The present invention is directed to an endohedral metallofullerene and a method for the making the same. More particularly the present invention is directed to a trimetallic nitride endohedral metallofullerene and a method for making the same.
Fullerenes are a family of closed-caged molecules made up of carbon atoms. The closed-caged molecules consist of a series of five and six member carbon rings. The fullerene molecules can contain 500 or more carbon atoms. The most common fullerene is the spherical C.sub.60 molecule taking on the familiar shape of a soccer ball.
Fullerenes are typically produced by an arc discharge method using a carbon rod as one or both of the electrodes in a Kratschmer-Huffman generator. Kratschmer, W. et al., Chem. Phys. Lett., 170, 167-170 (1990) herein incorporated by reference in its entirety. Typically the generator has a reaction chamber and two electrodes. The reaction chamber is evacuated and an inert gas is introduced in the reaction chamber at a controlled pressure. A potential is applied between the electrodes in the chamber to produce an arc discharge. The arc discharge forms a carbon plasma in which fullerenes of various sizes are produced.

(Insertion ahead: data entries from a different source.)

Issue #27, opened 2022-01-06
Demystifying Theme Selection


JoshStrobl:
This is a proposal for demystifying theme selection and providing a potentially simpler user experience for theme selection and introducing better cross-toolkit support.

**Current Situation**

At the moment our theme section breaks down to the following:

- A GTK widget theme selection with all items except those in our exclusion list like Adwaita / "Default"
- "Dark theme" toggle which only sometimes does something, depending on the theme or if we are using the built-in theme. This will currently set "gtk-application-prefer-dark-theme". Some themes respect this and others expect you to explicitly choose a different GTK Theme.
- Built-in theming, which is intended to be redesigned #22

**Proposal**

My proposal is to retain both our setting and respecting of `gtk-theme`, however present a UI that translates that option (alongside the dark theme preference). We would do this by us:

1. Maintaining a map of GTK widget themes to dark / light theming (we can also figure out if there is room to have theme developers ship a file that specifies which GTK theme to use in certain scenarios)
2. Leveraging that map to provide a simplified Widgets list. So instead of say "Materia-dark" you would just have "Materia".
3. Translating selections such as "Dark Theme" into "Materia-dark", a "Compact Mode" appearing where we know the theme provides one (so you could imagine it being "Materia-dark-compact" and "Materia-dark-compact" respectively). I'm open to ideas on how to handle scenarios like *just* Plata where it may be light with dark GTK Header, or if that is something we want to concern ourselves with entirely. This would still set the `gtk-theme` in the background, just the Widgets selection itself wouldn't directly.

Built-in theme would still be presented. If enabled, we would use that and choose the respective light / dark theming based on Dark theme being set. If it's off, it'd still use any support from the GTK theme, same situation as now.

Another key difference with the Dark theme toggle is I want us to introduce support for FreeDesktop Dark Style Preference. Toggling it on would set that option and at least ensure applications built with the likes of libadwaita would respect our dark theme user choice.

serebit:
This would be a bit of an undertaking. We'd need to account for accent colors (provided by themes like Matcha), compact versions, hiDPI versions, dark and light and no-pref versions, and whatever other variations theme devs would come up with. The most rigid solution I can think of would be a configuration file provided by GTK themes that provides information about each variant and what properties it has, but adoption would be the main concern there along with potentially shoehorning theme developers into limiting their variants. 

[...]

PR #128, opened 2022-05-23
Add preferred application styling with some logic

fossfreedom:
## Description
This adds the the GNOME 42 color-scheme support at a basic level.  It is intended to be the starter for 10 implementation to the larger discussion piece how to best handle libadwaita stuff.

A new drop down exists in budgie desktop-settings allowing a user to set the color-scheme styling preference.

Also some libhandy type logic has been added to set the color-scheme to dark if the chosen theme has the "-dark" name (and similar logic for light). This is the hard-coded libhandy "themes must end with -dark or -light".  Suggest future PRs will deal with additional logic if deemed necessary.

This removes the "dark-theme" switch toggle - doesnt make sense anymore - at least directly.  The dark-theme is now connected to the styling preference i.e. setting "preferred dark" will set the dark-theme gsettings value to its dark boolean value.

### Submitter Checklist


fossfreedom:
> I would recommend splitting the theme name by dashes, spaces, and underscores, then looking for the word "dark" in the array of words. Some themes don't end with "dark" - Matcha, for example, is named as `Matcha-{dark,light,}-<color>`.

fair enough. done.

JoshStrobl:
> This removes the "dark-theme" switch toggle - doesnt make sense anymore - at least directly. The dark-theme is now connected to the styling preference i.e. setting "preferred dark" will set the dark-theme gsettings value to its dark boolean value.

I am not entirely sure I agree with that and it runs counter to the objectives of #27. Realistically we should swapping both the theme (e.g. Materia -> Materia-dark) and the "standard" preference. Otherwise we are trading one user complexity and inconsistency for another.

EbonJaeger:
Is this pre-empted by https://github.com/BuddiesOfBudgie/budgie-desktop/pull/444?

serebit:
Yeah, I think this has been effectively replaced by #444 and can probably be closed.

PR #130, opened 2022-05-23
Set a mininum expiry timeout for notification popups

### LINKED ISSUE #129: Notifcation popup does not appear for some web browsers
## Description
Notifications for some web browsers do not show a popup notification window

## Budgie version
10.6.1

## Operating system
Ubuntu Budgie 22.04

While using Firefox snap, go to https://pushalert.co/demo and create a demo notification.  No notification pop up appears.  However, the notification does immediately show up in the Raven notification area in the sidebar.

However, while using Firefox ESR, go to the same site and create a demo notification.  Using this browser, the notification popup correctly appears and will disappear and show up in the Raven notification area after the correct decay time.

While I thought this was a snap issue, it seems to affect Chromium based browsers as well, including .deb versions (tested Opera / Vivaldi)

## Additional information
Using dbus-monitor and looking at the difference in the output from Firefox ESR vs Firefox Snap, the only significant difference I could find was:

Firefox ESR:
```
      dict entry(
         string "desktop-entry"
         variant             string "Firefox"
      )
```

Firefox Snap:
```
      dict entry(
         string "desktop-entry"
         variant             string "/snap/firefox/1377"
      )
```

I am unsure of any reason why this would prevent the pop-up, but figured more information is better than less.

EbonJaeger:
## Description
Some applications set a timeout of 0, which the spec says means that it should never expire. Our implementation doesn't really fit that, since persistence is done by Raven, not the notification server. So, we should have a minimum show time for the popups to ensure that one is actually shown when it should be.

Fixes #129

### Submitter Checklist

### DIFF
--- a/src/daemon/notifications/dbus.vala
+++ b/src/daemon/notifications/dbus.vala
@@ -196,7 +196,18 @@
 			int32 expire_timeout
 		) throws DBusError, IOError {
 			var id = (replaces_id != 0 ? replaces_id : ++notif_id);
-			var notification = new Notification(id, app_name, app_icon, summary, body, actions, hints, expire_timeout);
+			var expires = expire_timeout;
+
+			// The spec says that an expiry_timeout of 0 means that the
+			// notification should never expire. That doesn't really make
+			// sense for our implementation however, since this only handles
+			// popups. Notification "storage" is done seperately by Raven.
+			if (expires < 6000) {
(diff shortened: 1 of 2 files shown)


JoshStrobl (changes requested):
Surely all of that could be simplified to being a ternary like with the id?

JoshStrobl:
Perfection.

Many derivatives of fullerenes have been prepared including encapsulating metals inside the fullerene cage. Metal encapsulated fullerenes are typically prepared by packing a cored graphite rod with the metal oxide of the metal to be encapsulated in the fullerene cage. The packed graphite rod is placed in the generator and arc discharged to produce fullerene products. The formation of metal encapsulated fullerences is a complicated process and typically yields only very small amounts of the metal fullerenes.
Fullerenes and their derivatives are useful as superconductor materials, catalysts, and nonlinear optical materials. Fullerene compounds can also find utility as molecular carriers for drugs or catalysts. Fullerenes containing radioactive metals can be useful in missile therapy for cancer and as a radionuclide tracer.